At 10 tracks and little over 25 minutes long, there’s no time for any existential angst on the goofily titled ‘Father Of All Motherfuckers’ (not a reference to Mr. Trump, Billie Joe Armstrong assured us). “I’m impressed with the presence of none,” the frontman spits on the titular opener, “hurry up ’cause I’m making a fuss – fingers up ’cause there’s no one to trust”. That’s the record’s M.O.
In 2020 Billie Joe Amstrong and co. are rebels without a cause, their 13th album an angry little fucker with its collar popped. ‘Fire, Ready, Aim’ is a blink-and-you’ll-miss-it garage rock belter, before ‘Oh Yeah!’ slows things down with a swagger, shrugging from the street corner at a world where “everybody is a star”, but still “we’re running out of hope”.
‘Stab You In The Heart’ takes Chan Romero’s ‘Hippy Hippy Shake’ and douses it in gasoline, while ‘I Was A Teenage Teenager’ is an anthemic ode to glorious misspent, “full of piss and vinegar”. This is a jukebox record if ever there was one. ‘Sugar Youth’ could have soundtracked many a classic ‘50s diner scene, and there’s a feather-light summer-pop bounce to ‘Meet Me On The Roof’.
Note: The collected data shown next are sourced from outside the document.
PR #2046, opened 2019-03-15
Fixes to reopening the SSO Login page and dialog

makingthematrix:
### fix: Reopening the SSO Login from an SSO link should reset the page

Until now bringing the app from the background tothe front simply displayed the last screen the user was on. With the introduction of deep links this will have to change. Just as with opening the app from a notification, the app will have to figure out what screen should be displayed.
If the user clicks on an SSO link while the app is in the background and already on the `SSOWebViewFragment`, the fragment should not just be displayed, but it should be reloaded.

fixes https://wearezeta.atlassian.net/browse/AN-6056

### fix: The SSO dialogs should not pile on each other

If the user went back and forth between the Welcome Page and subsequent login/registration pages,
the SSO dialog was sometimes created twice for every page, but when the user clicked `cancel`,
only one was really dismissed. The other didn't appear, but it was also not gone: when the user
went back and forth again and saw the dialog again, now two clicks on `cancel` were required
to dismiss it. Then three, then four, etc.
I fixed the creation of the second dialog, and also changed the way listeners are added and
removed from the dialog (they should be handled in `onStart` and `onStop`).

fixes https://wearezeta.atlassian.net/browse/AN-6086

#### APK
[Download build #12449](http://192.168.120.33:8080/job/Pull%20Request%20Builder/12449/artifact/build/artifact/wire-dev-PR2046-12449.apk)
[Download build #12451](http://192.168.120.33:8080/job/Pull%20Request%20Builder/12451/artifact/build/artifact/wire-dev-PR2046-12451.apk)
[Download build #12454](http://192.168.120.33:8080/job/Pull%20Request%20Builder/12454/artifact/build/artifact/wire-dev-PR2046-12454.apk)
[Download build #12456](http://192.168.120.33:8080/job/Pull%20Request%20Builder/12456/artifact/build/artifact/wire-dev-PR2046-12456.apk)

### DIFF
--- a/app/src/main/scala/com/waz/zclient/InputDialog.scala
+++ b/app/src/main/scala/com/waz/zclient/InputDialog.scala
@@ -23,9 +23,11 @@ import android.os.Bundle
 import android.support.annotation.StringRes
 import android.support.v4.app.DialogFragment
 import android.support.v7.app.AlertDialog
-import android.view.View
+import android.text.TextWatcher
 import android.view.View.OnAttachStateChangeListener
+import android.view.{LayoutInflater, View}
 import android.widget.{EditText, TextView}
+import com.waz.utils.returning
 import com.waz.zclient.utils.RichTextView
 
 object InputDialog {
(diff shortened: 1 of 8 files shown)


marcoconti83:
@makingthematrix there is a conflict now :(

PR #2048, opened 2019-03-18
feat: track latency of notifications in new table

CalumMcCall:
### Issues

Add first table for notification tracking. This is the first stage, where we store all notifications received over FCM into a table.
#### APK
[Download build #12455](http://192.168.120.33:8080/job/Pull%20Request%20Builder/12455/artifact/build/artifact/wire-dev-PR2048-12455.apk)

Green Day still have stadiums in mind, of course. You can see the waving arms and pyro in your mind’s eye when listening to ‘Junkies On A High’, while ‘Graffitia’ is begging to be the first song of the encore. That said, this feels like the most instinctual album that the band have made in 16 years – with the right hallmarks from their past. It’s got the no-fucks hedonism of their side project ‘Foxboro Hot Tubs’, the freewheelin’ All-American ease of his 2018 album with The Longshot, and channelling the rock n’ roll spirit of their sprawling ‘Unos!’ ‘Dos!’ ‘Tre!’ trilogy, but with more focus and all the fat trimmed off.
These songs feel like the bratty little brothers of the likes of ‘Castaway’ and ‘Blood, Sex And Booze’ from 2000’s ‘Warning’, but with more of a snarl and a need for speed. That was a record by a band in transition, walking between the line one decade of pop-punk explosion and another of stadium-filling megastardom. Due its acoustic sensibilities and Elvis Costello influence, few understood it at the time. However, its socio-political voice would and hints of classic rock n’ roll would go on to inform the two sides of the band for the coming two decades.
Green Day have been bold and brazen and free of pretence. Their intent is laid bare when comparing two of the band’s record sleeves: ‘American Idiot’ was a heart like a hand grenade, ‘Father Of All’ is a unicorn puking a rainbow. Don’t try to make sense of it. Just enjoy.